Now let's suppose you have a rod and a rope with the same diameter and length. First notice that for the rope the cross sectional area A is equal to the cross sectional area of the individual wires, which will be less than the cross sectional are of our rod.

Now, the modulus of elasticity of our rope will be less than the modulus of elasticity of the material from which is made, due to the inherent property of the wires squeezing themselves.

Will our rope and rod of the same diameter and length have the same axial stiffness?

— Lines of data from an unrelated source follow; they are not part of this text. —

PR #1723, opened 2026-08-20
Fix[mqbs::FileStore]: terminate on replica write failure

### LINKED ISSUE #1702: Discussion: processStorageEvent error handling after replica write failure
processStorageEvent continues iterating after a replica write failure, logging "Ignoring this message." Because the PSN is not bumped for the failed record, the next record fails the sequence number continuity check and calls terminate(e_STORAGE_OUT_OF_SYNC).

The code:

https://github.com/bloomberg/blazingmq/blob/ec10f62b5/src/groups/mqb/mqbs/mqbs_filestore.cpp#L6484-L6518

The next iteration hits:

https://github.com/bloomberg/blazingmq/blob/ec10f62b5/src/groups/mqb/mqbs/mqbs_filestore.cpp#L6438-L6454

We terminate either way, but the log blames a PSN gap rather than the write failure that caused it. If the failed record is the last in the event, there is also a window where we run with an un-bumped PSN before the next event triggers the terminate. The write failure paths have had logging improvements and one trigger was worked around at the recovery level, but the error handling in the loop itself wasn't changed.

SrinathhSatuluri:
Closes #1702

`processStorageEvent` continued iterating after a replica write failure, logging "Ignoring this message." Because the PSN was not bumped for the failed record, the next record failed the sequence number continuity check and terminated with `e_STORAGE_OUT_OF_SYNC`, attributing the failure to a PSN gap rather than the write error that caused it. If the failed record was the last in the event, the replica ran with a stale PSN until the next event arrived. We terminate directly on write failure, matching the severity of the existing PSN gap handler.

### DIFF
--- a/src/groups/mqb/mqbs/mqbs_filestore.cpp
+++ b/src/groups/mqb/mqbs/mqbs_filestore.cpp
@@ -6505,8 +6505,10 @@ void FileStore::processStorageEvent(const bsl::shared_ptr<bdlbb::Blob>& blob,
                 << printPSN(recHeader->primaryLeaseId(),
                             recHeader->sequenceNumber())
                 << "), journal offset words: " << header.journalOffsetWords()
-                << ", rc: " << rc << ". Ignoring this message."
+                << ", rc: " << rc << ". Aborting broker."
                 << BMQTSK_ALARMLOG_END;
+            mqbu::ExitUtil::terminate(mqbu::ExitCode::e_STORAGE_OUT_OF_SYNC);
+            // EXIT
         }
     } while (1 == iter.next());
 


kaikulimu:
Are the changes to `ClientIdentity` related?

SrinathhSatuluri:
> Are the changes to `ClientIdentity` related?

hi @kaikulimu No, that's unrelated. I branched off the wrong base and it carried over. Fixing now.

SrinathhSatuluri:
@kaikulimu Fixed the branch issue. this PR now has the related change only.

kaikulimu (approved):
LGTM

PR #1495, opened 2024-09-04
dev-9095 SCSS Refactor

joshlacey:
## Testing Steps

Testing on this feature will mostly need to happen through regression. I've run BackstopJS against Storybook and compared Test branch against these changes. Styling wise there were some differences in spacing mostly.

There is a big change of doing a direct import of the Components into Editor and Dashboard. I did this so that we can avoid importing duplicate SCSS. This resulted in about a 50% reduction in the build size of the dashboard and editor packages when you run lerna run build. Also changes to both SCSS and Components now happens without needing to rebuild packages.

## Self Review


adamdoe (approved):
I think this looks good, the only style difference that stood out to me were tooltips on the step one screen. The background is black instead of white now. Nice care with organization and updating of variables. 💯

packages/core/components/ui/Tooltip.tsx
```diff
@@ -0,0 +1,74 @@
...
+        className='cove-tooltip--target'
+        data-tooltip-float={float}
+        data-tooltip-place={place}
+        data-tooltip-isOpen={true}
+      >
+        {tooltipTargetChildren ? tooltipTargetChildren.props.children : null}
+      </a>
+      <ReactTooltip
+        id={uid}
+        isOpen={true}
```
joshlacey, line 53: this is causing tooltips to remain open

PR #1497, opened 2024-09-05
fix: dev-9142 Fix missing first grid line

jayb:
This fixes a bug where the first grid line sometimes isn't shown. It happens often with the respiratory virus charts that are [currently live](https://www.cdc.gov/respiratory-viruses/data/activity-levels.html). It would be great if this could go out in the September release.

The bug was introduced in [this commit](https://github.com/CDCgov/cdc-open-viz/pull/1432/commits/8ba391bf64bce964196b9df397bbdf5fd599a864) which was related to DEV-7953.

## Testing Steps

The `testposorig.json` file attatched to the Jira ticket can be used to see the issue this fixes. Load that file on the `dev` branch, see that it's broken, then see that this branch fixes it.


packages/chart/examples/testposorig.json
```diff
@@ -0,0 +1,860 @@
+{
```
joshlacey, line 1: @jayb what is this file being used for?

joshlacey: I would write a ticket in Jira with a description of the bug that you found. You can attach this config in the actual Jira ticket as part of the steps to reproduce the issue. We don't need to save this in our repository.

joshlacey: Once you have the ticket number add the ticket number to the PR. eg: `fix: dev-1234 first grid line`

adamdoe (changes requested):
@jayb 

Nice work! This is working as expected now :)

It looks like this is the feedback to follow:

1. Request a ticket be opened to track this against
2. Remove the example file that was uploaded
3. If you want this included as part of regressions in storybook, move the example file into a story.
4. If you want to practice an interactive rebase you could squash your commits and include the JIRA ticket number in the commit message (otherwise we do this during the merge anyway)

packages/chart/examples/testposorig.json
jayb: I created DEV-9142, moved the test file there and updated the PR title per your recommendation.

jayb:
I did 1&2, but will let you guys do #4 during the merge. Thank you!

Theoretically, it'll depend solely on the rope effective modulus and the rod elasticity's modulus.

Last edited: Nov 12, 2006
4. Jul 13, 2010

Hacksaw

It's actually really simple, a rope is made up of very small fibers. Imagine taking one fiber of the rope, and pulling on it, then pushing on it or bending it. It's really weak in bending, due to it's small second moment of area [a factor of the area and the geometry], and in compression it buckles easily because of the same factor. In tension however it is pretty strong for its thickness. A bigger rope is made up of many such stands and as such will share their properties.

A rod, made up of a material with the same properties as the rope, will have a similar resistance to tension. However it is MUCH harder to buckle because it has a very large second moment of area, and so it will have a much higher bending and compressive stiffness.

I know this is late for OP but it was the second google result of one of my searches so this might still help someone.